[DATA SUPPLIED — start]

Issue #228, opened 2025-02-05
IRI introspection


ajnelson-nist:
There is a function available in SPARQL that I do not believe is available in SHACL 1.0.  If this actually is available somewhere or already under draft for 1.2, I very much welcome a link.

I have some SHACL shapes I would like to write that, for various purposes, require some review of the spelling of the subject IRI.

## Use case 1

Use case 1 is a prescribed-name-form checker.  With an ontology I work with, there is an expectation that `owl:NamedIndividual`s using the ontology should end with a UUID if they have no other practice in place to prevent IRI collisions.  E.g., `http://example.org/kb/Thing-36b67df4-1a42-4588-808a-19dfb79efbeb`.  My understanding is the only way to enforce this in SHACL 1.0 is a SPARQL constraint, because in SPARQL we can review the IRI as a string with `STR($this)`.  For reference, the shape we use[^1] is [here](https://ontology.unifiedcyberontology.org/documentation/shape-coreucothing-identifier-regex-shape.html)[^2][^3], but for saving a click, the form SPARQL constraint reads like this:

```turtle
[]
            a sh:SPARQLConstraint ;
            rdfs:seeAlso <https://datatracker.ietf.org/doc/html/rfc4122#section-4.1.3> ;
            sh:message "UcoThings are suggested to end with a UUID."@en ;
            sh:select """
			PREFIX rdfs: <http://www.w3.org/2000/01/rdf-schema#>
			PREFIX core: <https://ontology.unifiedcyberontology.org/uco/core/>
			SELECT $this
			WHERE {
			        FILTER (
			                ! REGEX (
			                        STR($this),
			                        "[0-9a-f]{8}-[0-9a-f]{4}-[0-5][0-9a-f]{3}-[0-9a-f]{4}-[0-9a-f]{12}$",
			                        "i"
			                )
			        )
			}
		""" ] ;
```

## Use case 2

Use case 2 is infer-able class assignment based on the URL form.  For instance, suppose an RDF data model wanted to model GitHub's Issues and Pull Requests as `ex:Issue` and `ex:PullRequest`.  If a `owl:NamedIndividual` follows the pattern `https://github.com/[^/]+/[^/]/issues/\d+` (with whatever regex escaping's needed to make that work), I should be able to write a `sh:TripleRule` that assigns the type `ex:Issue`.  Again, using SPARQL's `STR($this)`, I can write a `CONSTRUCT` query to handle this, but I don't see an easy way to target based only on IRI spelling.

[...]

PR #231, opened 2025-02-05
Issue 230: Update description of `sh:pattern` behavior with IRI nodes

### LINKED ISSUE #230: sh:pattern does not allow testing IRIs
> `sh:pattern` is defined by:
> 
> > The values of `sh:pattern` in a shape are valid pattern arguments for the [SPARQL REGEX function](https://www.w3.org/TR/sparql11-query/#func-regex).
> 
> Right. And the first argument is a defined as literal. 
> 
> ```sparql
> # this is valid
> BIND(regex(str(<>), 'foo') as ?foo)
> 
> # but this is not
> BIND(regex(<>, 'foo') as ?foo)
> ``` 

 _Originally posted by @tpluscode in [#228](https://github.com/w3c/data-shapes/issues/228#issuecomment-2637039780)_

> Isn't this highlighted line a test of `sh:pattern` against an IRI ...
> 
> https://github.com/w3c/data-shapes/blob/380d4ee454cb7c2b3426754a343c1927dba4509b/data-shapes-test-suite/tests/core/node/pattern-001.ttl#L15
> 
> and this line the corresponding XFAIL result?
> 
> https://github.com/w3c/data-shapes/blob/380d4ee454cb7c2b3426754a343c1927dba4509b/data-shapes-test-suite/tests/core/node/pattern-001.ttl#L41 

 _Originally posted by @ajnelson-nist in [#228](https://github.com/w3c/data-shapes/issues/228#issuecomment-2637163242)_

ajnelson-nist:
This patch series will address update test results, and possibly other documentation, around `sh:pattern` and how it behaves against IRI nodes.  E.g., there will be clarification on what should happen with use cases like this:

```turtle
@prefix ex: <http://example.org/> .

ex:Shape-1
    a sh:NodeShape ;
    sh:pattern "^https" ;
    sh:targetNode ex:Node-1 ;
    .
```

I.e., should the `sh:sourceConstraintComponent` be `sh:PatternConstraintComponent` for violating the pattern (not starting with `https`)?  `sh:NodeKindConstraint` for being an IRI node, even though `sh:nodeKind` is not used in this shape?

The intent of this PR is to at least close #230 , and possibly generate editor's draft revisions to cover use case 1 in #228 .

I suspect the working group needs to confirm whether this will be a backwards-compatible change.

I could also see SHACL-SHACL being updated to further constrain where `sh:pattern` can be used.

Aside: This is also my first PR against this repo, so rules-of-the-road pointers would be appreciated, such as appropriate target branch.
ACKs are due to @afs, @tfrancart, and @tpluscode from conversation on #228 ; what's the appropriate `git log` tag to use?  `Cc:`?
I'll force-push the first patch for the benefit of `git log` and `git blame` after guidance on ACKs.

### DIFF
--- a/data-shapes-test-suite/tests/core/node/pattern-001.ttl
+++ b/data-shapes-test-suite/tests/core/node/pattern-001.ttl
@@ -40,7 +40,7 @@ ex:TestShape
           rdf:type sh:ValidationResult ;
           sh:focusNode ex:Test ;
           sh:resultSeverity sh:Violation ;
-          sh:sourceConstraintComponent sh:PatternConstraintComponent ;
+          sh:sourceConstraintComponent sh:NodeKindConstraintComponent ;
           sh:sourceShape ex:TestShape ;
           sh:value ex:Test ;
         ] ;


data-shapes-test-suite/tests/core/node/pattern-001.ttl
```diff
@@ -40,7 +40,7 @@ ex:TestShape
           rdf:type sh:ValidationResult ;
           sh:focusNode ex:Test ;
           sh:resultSeverity sh:Violation ;
-          sh:sourceConstraintComponent sh:PatternConstraintComponent ;
+          sh:sourceConstraintComponent sh:NodeKindConstraintComponent ;
```
VladimirAlexiev, line 43: The original was right, this is wrong

ajnelson-nist: I have no objection with rolling this back, but I'd like the reasoning to be unambiguous from updates to the SHACL-Core document.

afs: I think should be `sh:PatternConstraintComponent` (which `jena-shacl` passes).

Even if it were a blank node - so some kind of argument error - it is `sh:sourceConstraintComponent` which is the constraint failing, not some kind of an error class.

afs:
> I'll force-push the first patch for the benefit of git log and git blame after guidance on ACKs.

We-all need to agree on process. We have one repo for many documents. Force-push may loose work on other documents.

The `editor-drafts-1.2` branch was created recently (Jan 6) by @HolgerKnublauch so I though it was his PR branch.

We need a protected branch for the documents.

ajnelson-nist:
> > I'll force-push the first patch for the benefit of git log and git blame after guidance on ACKs.
> 
> We-all need to agree on process. We have one repo for many documents. Force-push may loose work on other documents.
> 
> The `editor-drafts-1.2` branch was created recently (Jan 6) by @HolgerKnublauch so I though it was his PR branch.
> 
> We need a protected branch for the documents.

Apologies, I never had intention of force-pushing the `editor-drafts-1.2` branch.  My comments here were only meant to be about revising the first commit of this patch series, [`1064859`](https://github.com/w3c/data-shapes/pull/231/commits/1064859de98fd9651f8474876aae117227524d26), so its log-message reflected contributors accurately.

That effort might be moot if the patch'll be superseded, though.

simonstey:
> > I'll force-push the first patch for the benefit of git log and git blame after guidance on ACKs.
> 
> We-all need to agree on process. We have one repo for many documents. Force-push may loose work on other documents.
> 
> The `editor-drafts-1.2` branch was created recently (Jan 6) by @HolgerKnublauch so I though it was his PR branch.
> 
> We need a protected branch for the documents.

+1, besides a protected main/dev branch, what about having dedicated branches for each of the individual documents? e.g., one for shacl-core, shacl-sparql, shacl-inference, shacl-cs, ... ?

@gkellogg How was this handled in the JSON-LD WG with its documents on framing etc.?

edit: JSON-LD had multiple repos https://github.com/search?q=topic%3Ajson-ld-wg+org%3Aw3c&type=Repositories

tpluscode:
> dedicated branches for each of the individual documents

sounds like overkill

caribouW3:
> We need a protected branch for the documents.

The WG decided during yesterday's call to have protection and approval for merging on the gh-pages branch (which is the main branch for all documents).
If the proposal in a PR is wrong and the WG decides against it, we simply drop the PR, no roll-back involved.
if a merged PR was a wrong decision and the WG revisits it, then a new decision is recorded and a new PR is made.
Reverting is reserved to editorial mistakes, basically.

VladimirAlexiev:
As discussed in https://github.com/w3c/data-shapes/issues/230, sh:pattern does allow testing IRIs.
So this PR is wrong, I'll close it.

[DATA SUPPLIED — finish]

> WORK REQUEST:
In the lines above, locate the string "issuecomment". Copy every line where it occurs.

> TASK RESULT:
 _Originally posted by @tpluscode in [#228](https://github.com/w3c/data-shapes/issues/228#issuecomment-2637039780)_
 _Originally posted by @ajnelson-nist in [#228](https://github.com/w3c/data-shapes/issues/228#issuecomment-2637163242)_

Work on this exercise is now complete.